The agriculture coordinator for Montserrado County at the Ministry of Agriculture encourages members of the Wellington O. Nagbe foundation and the public at large to utilize the soil to minimize poverty level in the country.

Mr. Amos Zeon says the soil is very important to the human race and the earth, disclosing that it has five elements that are very unique to the existence of mankind.

He spoke over the weekend at the Noah’s Art high school multipurpose Hall on Barnesville road, Gardnersville Town.

Mr. Zeon explains all of the five elements help in developing plants, mankind and sustaining life on earth, noting that with the rich soil Liberia has, Liberians can lift themselves from poverty.

Quoting other researchers, he says all living things on earth depend on the soil for survival, pointing that forgetting to change the soil over, is like forgetting yourself.
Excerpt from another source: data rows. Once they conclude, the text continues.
PR #622, opened 2023-01-23
Fix typo

cclauss:


Mariatta:
The failed test is not caused by this change, but due to deprecated option in tox library.
#624 should fix that.

Mariatta (approved):
`inferred` is correct. Thanks for fixing.

takluyver:
I'll just do a quick close/reopen to let the tests run with #624 merged, but this looks good, thanks.

PR #623, opened 2023-01-23
Test on the production release of Python 3.11

cclauss:
And the dev release of Python 3.12


Mariatta:
The failed test is not caused by this change, but due to deprecated option in tox library.
#624 should fix that.

cclauss:
The credit goes to https://pypi.org/project/codespell

takluyver:
Thanks! As with #622, I'll close and reopen to re-run the tests with a new merge.

PR #624, opened 2023-01-24
tox: use allowlist_externals option instead of whitelist_externals

Mariatta:
`whitelist_externals` was removed and deprecated in tox v 4.0.0.rc4 We should use `allowlist_externals` instead.

https://tox.wiki/en/latest/changelog.html#deprecations-and-removals-4-0-0rc4


takluyver:
Thanks!

Issue #522, opened 2022-02-02
Discussion: future shape of the 'flit' command


takluyver:
Flit came about in a very different world, before various standards defined how packaging tools should work together (in particular, PEPs [517](https://www.python.org/dev/peps/pep-0517/), [621](https://www.python.org/dev/peps/pep-0621/) and [660](https://www.python.org/dev/peps/pep-0660/)). A lot of design decisions I took back then don't really fit with the world we have now, and I don't have a strong sense of how they should be reconciled. So, let's have a discussion. :slightly_smiling_face: 

First, a couple of specific examples of where Flit doesn't fit in:

- Flit works as a PEP 660 backend for editable installs, creating `.pth` files to add entries to `sys.path`. But I happen to prefer doing editable installs with symlinks, which was implemented in Flit long before there was a standardised API. So if you use the Flit command, this is still possible as `flit install --symlink`. A fair bit of code which was more general now basically remains just for this feature. See also #512.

He frowns on those leaving the agriculture profession to seek greener pasture, adding that even the accountant needs agriculture to survive, if they must eat every day.

He says the soil was beautifully created by God almighty, giving it all riches to the extent that it even has holds within it to take in air, narrating that it is the reason the grasses die whenever they get suffocated with plastic.

Mr. Zeon laments an attempt to destroy the soil, is tantamount to destroying oneself, explaining that every human being moves on the soil and if another person decides to open the ground or undermine it, everyone will sink under the ground and be left to die.

He notes that biblically, when Adam and Eve disobeyed God, he gave them the soil as their source of survival, and it was subsequently passed down from Adam and Eve to today’s generation as the only hope of survival, so to minimize poverty, Liberians should focus on the soil.

Speaking earlier, the founder of the foundation, Mr. Wellington O. Nagbe says the entity is nonprofit with focus on health, education and agriculture, amongst others.

Mr. Nagbe explains the foundation seeks to offer unrivalled services in developing the human mind, where its members and the public at large would benefit afforded opportunities to exercise their talents and expertise.

He discloses that since its formation, they have awarded more than 16 scholarships to children in Barnesville and distributed 69 bags of rice (25 pounds) to 49 residents, including kitchen utensils to flood victims in Chocolate City community, along Somalia Drive.